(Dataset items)
- - - - -
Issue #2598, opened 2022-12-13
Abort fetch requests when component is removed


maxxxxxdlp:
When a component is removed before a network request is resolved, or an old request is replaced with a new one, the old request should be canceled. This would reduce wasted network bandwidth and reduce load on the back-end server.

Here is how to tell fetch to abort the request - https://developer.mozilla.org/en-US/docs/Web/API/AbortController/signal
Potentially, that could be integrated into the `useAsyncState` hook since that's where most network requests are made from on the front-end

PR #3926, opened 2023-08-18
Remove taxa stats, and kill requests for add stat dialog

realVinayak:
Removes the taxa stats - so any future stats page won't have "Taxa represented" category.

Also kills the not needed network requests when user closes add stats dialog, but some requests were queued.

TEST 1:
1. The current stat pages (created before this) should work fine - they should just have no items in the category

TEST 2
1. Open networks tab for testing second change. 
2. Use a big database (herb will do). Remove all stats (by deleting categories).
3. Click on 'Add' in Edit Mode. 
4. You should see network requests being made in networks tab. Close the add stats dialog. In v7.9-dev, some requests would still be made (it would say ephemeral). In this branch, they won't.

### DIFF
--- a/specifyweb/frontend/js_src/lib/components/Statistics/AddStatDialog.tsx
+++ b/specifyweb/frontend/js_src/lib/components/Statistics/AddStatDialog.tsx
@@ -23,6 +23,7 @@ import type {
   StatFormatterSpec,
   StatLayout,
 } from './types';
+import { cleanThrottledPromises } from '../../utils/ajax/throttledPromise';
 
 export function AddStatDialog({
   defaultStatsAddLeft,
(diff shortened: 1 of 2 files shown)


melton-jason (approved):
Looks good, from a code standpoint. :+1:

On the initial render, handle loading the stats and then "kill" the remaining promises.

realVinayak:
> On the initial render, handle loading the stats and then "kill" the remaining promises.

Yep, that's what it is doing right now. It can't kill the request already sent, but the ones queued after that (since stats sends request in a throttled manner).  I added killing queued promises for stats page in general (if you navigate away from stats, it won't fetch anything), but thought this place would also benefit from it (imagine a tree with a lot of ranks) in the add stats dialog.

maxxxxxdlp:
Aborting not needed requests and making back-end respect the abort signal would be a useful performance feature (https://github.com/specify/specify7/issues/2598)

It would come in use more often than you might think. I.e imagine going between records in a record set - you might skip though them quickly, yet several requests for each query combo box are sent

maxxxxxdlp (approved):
- - - - -
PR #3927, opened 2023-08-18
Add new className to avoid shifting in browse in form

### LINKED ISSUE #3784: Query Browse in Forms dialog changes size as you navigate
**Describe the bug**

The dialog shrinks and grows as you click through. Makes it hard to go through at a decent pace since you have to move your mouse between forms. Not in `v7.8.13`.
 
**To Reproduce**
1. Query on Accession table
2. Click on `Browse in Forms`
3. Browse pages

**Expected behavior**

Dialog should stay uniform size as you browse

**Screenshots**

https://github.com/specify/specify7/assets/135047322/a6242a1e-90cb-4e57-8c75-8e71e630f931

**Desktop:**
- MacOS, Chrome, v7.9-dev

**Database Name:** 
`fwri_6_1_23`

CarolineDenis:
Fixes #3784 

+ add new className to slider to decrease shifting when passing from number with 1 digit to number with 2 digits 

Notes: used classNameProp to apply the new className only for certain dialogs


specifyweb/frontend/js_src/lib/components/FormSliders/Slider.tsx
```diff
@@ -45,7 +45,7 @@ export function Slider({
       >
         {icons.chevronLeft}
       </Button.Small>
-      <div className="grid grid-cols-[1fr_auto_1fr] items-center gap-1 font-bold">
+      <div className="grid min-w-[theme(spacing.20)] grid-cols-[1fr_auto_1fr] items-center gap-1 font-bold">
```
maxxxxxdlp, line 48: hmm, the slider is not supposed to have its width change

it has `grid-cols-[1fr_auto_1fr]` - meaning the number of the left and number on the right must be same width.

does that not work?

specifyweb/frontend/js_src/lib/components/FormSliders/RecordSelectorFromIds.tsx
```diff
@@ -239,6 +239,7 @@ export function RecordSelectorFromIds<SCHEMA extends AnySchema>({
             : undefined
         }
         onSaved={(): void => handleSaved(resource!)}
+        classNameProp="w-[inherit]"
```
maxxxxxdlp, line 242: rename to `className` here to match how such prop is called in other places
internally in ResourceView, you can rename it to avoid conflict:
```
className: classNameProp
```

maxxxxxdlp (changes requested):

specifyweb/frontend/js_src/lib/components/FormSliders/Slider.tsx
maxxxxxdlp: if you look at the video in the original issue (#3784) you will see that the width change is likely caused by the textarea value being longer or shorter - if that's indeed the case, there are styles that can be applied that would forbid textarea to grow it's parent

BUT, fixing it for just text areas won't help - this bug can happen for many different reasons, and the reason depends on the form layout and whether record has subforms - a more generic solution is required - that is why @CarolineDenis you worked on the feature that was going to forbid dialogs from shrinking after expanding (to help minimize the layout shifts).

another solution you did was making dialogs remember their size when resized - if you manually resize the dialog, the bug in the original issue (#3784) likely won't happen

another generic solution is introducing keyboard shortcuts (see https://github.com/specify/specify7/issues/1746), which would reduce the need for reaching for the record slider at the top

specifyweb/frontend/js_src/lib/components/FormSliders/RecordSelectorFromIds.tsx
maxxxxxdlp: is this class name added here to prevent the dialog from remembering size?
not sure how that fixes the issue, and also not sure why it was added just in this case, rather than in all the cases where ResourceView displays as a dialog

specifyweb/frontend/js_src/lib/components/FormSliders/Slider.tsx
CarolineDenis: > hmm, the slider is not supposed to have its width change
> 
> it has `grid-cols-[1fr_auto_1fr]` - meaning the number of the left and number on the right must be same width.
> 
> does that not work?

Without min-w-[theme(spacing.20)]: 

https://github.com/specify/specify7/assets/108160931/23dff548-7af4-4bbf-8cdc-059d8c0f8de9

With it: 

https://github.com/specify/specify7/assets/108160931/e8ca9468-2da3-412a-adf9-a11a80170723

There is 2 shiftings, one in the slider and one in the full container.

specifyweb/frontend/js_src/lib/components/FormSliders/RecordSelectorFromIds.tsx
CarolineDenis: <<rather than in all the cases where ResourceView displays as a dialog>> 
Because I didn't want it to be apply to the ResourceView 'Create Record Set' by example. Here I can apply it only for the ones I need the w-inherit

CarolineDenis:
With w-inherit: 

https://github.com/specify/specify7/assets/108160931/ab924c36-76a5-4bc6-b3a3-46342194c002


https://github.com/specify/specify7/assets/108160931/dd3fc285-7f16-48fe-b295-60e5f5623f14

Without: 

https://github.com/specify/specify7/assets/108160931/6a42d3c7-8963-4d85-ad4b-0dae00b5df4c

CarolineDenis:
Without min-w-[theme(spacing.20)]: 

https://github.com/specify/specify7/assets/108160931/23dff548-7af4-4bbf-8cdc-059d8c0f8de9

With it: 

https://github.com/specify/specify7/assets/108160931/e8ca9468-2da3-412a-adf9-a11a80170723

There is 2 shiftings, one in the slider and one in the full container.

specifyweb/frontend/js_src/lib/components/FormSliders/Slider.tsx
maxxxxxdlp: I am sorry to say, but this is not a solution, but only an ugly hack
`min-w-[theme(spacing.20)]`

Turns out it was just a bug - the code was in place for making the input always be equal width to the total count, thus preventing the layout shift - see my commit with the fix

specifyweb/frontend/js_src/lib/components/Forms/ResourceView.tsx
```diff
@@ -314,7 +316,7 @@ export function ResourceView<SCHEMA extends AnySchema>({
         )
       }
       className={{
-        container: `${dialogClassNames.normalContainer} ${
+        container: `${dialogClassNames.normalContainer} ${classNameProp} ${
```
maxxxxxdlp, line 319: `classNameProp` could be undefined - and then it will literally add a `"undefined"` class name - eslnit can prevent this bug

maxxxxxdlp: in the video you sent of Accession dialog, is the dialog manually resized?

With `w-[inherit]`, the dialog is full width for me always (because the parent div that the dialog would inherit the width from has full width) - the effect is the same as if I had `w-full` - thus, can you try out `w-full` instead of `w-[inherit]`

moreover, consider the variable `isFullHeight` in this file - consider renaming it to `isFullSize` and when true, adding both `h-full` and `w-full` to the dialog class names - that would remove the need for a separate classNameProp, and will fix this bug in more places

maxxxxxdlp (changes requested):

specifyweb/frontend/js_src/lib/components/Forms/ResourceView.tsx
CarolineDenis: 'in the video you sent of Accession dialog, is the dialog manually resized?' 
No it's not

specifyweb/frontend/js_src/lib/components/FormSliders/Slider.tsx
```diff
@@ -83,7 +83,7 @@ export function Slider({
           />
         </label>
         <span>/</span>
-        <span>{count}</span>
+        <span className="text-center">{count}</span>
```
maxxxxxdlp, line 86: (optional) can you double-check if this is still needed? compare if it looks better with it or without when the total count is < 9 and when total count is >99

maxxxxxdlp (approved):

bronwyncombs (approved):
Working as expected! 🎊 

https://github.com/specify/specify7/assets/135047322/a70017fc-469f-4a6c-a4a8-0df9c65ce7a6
- - - - -
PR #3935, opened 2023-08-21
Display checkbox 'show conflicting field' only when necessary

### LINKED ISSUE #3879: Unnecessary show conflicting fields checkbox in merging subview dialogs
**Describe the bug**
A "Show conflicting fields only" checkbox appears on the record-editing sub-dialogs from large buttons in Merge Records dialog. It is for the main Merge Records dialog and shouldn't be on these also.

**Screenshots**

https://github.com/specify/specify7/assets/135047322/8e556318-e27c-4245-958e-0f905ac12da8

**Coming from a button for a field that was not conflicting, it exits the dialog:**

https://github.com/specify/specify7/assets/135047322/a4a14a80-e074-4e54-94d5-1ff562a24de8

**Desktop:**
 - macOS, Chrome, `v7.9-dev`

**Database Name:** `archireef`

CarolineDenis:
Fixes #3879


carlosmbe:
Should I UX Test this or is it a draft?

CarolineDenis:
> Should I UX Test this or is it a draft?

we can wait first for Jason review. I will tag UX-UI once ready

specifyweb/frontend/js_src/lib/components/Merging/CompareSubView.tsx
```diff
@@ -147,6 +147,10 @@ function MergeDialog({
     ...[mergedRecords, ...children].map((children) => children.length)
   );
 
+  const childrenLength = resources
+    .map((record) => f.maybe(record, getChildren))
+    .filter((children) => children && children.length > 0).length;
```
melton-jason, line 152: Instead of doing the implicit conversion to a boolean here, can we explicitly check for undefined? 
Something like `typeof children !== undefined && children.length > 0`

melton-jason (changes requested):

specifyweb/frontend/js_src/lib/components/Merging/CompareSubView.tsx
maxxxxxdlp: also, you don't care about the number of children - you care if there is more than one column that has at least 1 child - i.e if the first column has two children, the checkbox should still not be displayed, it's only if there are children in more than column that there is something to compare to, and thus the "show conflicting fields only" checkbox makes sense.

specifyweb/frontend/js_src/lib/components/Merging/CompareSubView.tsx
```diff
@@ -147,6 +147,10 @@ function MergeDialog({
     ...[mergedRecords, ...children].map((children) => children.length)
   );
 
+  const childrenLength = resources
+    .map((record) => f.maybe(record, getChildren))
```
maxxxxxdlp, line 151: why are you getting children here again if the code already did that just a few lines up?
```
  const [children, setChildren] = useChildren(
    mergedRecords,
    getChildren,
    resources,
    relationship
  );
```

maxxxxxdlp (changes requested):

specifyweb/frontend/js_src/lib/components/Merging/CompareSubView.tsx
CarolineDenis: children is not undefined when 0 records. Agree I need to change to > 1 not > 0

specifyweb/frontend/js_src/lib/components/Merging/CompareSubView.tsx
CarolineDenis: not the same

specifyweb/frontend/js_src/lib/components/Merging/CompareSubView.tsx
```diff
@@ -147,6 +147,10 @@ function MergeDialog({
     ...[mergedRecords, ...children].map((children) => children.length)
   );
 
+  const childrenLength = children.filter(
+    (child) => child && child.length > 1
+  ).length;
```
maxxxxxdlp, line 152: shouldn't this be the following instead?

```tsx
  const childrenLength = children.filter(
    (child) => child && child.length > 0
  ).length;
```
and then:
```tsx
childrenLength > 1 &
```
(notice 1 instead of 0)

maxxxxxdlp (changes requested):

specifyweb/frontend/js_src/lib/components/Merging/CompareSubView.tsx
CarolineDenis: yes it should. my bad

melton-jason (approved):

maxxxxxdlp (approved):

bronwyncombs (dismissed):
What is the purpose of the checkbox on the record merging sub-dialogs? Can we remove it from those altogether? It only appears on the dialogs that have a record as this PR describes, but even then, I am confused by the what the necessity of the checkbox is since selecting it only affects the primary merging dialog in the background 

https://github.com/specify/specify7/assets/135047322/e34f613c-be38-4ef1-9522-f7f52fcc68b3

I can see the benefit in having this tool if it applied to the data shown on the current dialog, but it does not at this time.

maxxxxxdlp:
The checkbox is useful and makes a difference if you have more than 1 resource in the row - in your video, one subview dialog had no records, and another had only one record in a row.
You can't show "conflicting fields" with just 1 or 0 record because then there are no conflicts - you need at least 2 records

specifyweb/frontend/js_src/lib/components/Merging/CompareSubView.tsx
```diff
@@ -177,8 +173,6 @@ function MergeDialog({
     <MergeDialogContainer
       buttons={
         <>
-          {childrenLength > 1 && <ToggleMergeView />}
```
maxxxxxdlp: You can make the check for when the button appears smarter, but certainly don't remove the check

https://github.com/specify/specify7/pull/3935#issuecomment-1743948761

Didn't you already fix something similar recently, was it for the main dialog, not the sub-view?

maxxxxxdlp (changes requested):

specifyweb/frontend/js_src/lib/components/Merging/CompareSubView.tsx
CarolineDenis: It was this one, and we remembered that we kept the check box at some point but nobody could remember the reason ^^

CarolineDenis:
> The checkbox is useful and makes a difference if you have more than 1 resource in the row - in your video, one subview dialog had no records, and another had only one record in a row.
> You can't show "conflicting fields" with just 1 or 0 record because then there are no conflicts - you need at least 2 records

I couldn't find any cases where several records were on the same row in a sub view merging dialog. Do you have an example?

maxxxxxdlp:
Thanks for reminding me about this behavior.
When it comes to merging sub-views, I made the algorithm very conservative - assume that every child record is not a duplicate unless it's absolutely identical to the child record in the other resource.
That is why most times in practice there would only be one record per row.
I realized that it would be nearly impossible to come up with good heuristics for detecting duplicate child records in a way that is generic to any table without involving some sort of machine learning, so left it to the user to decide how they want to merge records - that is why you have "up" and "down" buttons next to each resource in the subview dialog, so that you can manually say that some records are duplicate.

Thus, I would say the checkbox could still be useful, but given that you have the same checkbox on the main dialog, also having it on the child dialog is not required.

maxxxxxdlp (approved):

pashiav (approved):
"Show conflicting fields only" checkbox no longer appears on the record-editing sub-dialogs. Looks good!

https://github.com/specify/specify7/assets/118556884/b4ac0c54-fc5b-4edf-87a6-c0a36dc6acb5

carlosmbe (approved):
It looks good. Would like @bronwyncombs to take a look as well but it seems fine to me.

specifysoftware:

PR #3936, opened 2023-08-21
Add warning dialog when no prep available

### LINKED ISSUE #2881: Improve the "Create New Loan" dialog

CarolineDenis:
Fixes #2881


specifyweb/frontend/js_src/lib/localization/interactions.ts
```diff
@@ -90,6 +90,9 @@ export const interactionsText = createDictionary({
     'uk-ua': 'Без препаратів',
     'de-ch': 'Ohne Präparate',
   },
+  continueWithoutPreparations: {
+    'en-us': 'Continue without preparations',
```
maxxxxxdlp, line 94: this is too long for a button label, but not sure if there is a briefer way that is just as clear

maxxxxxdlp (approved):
- - - - -
**EXERCISE DIRECTIONS:**
How many lines in the data above hold the word "melton"? Answer with the number alone.

**EXERCISE RESULT:**
4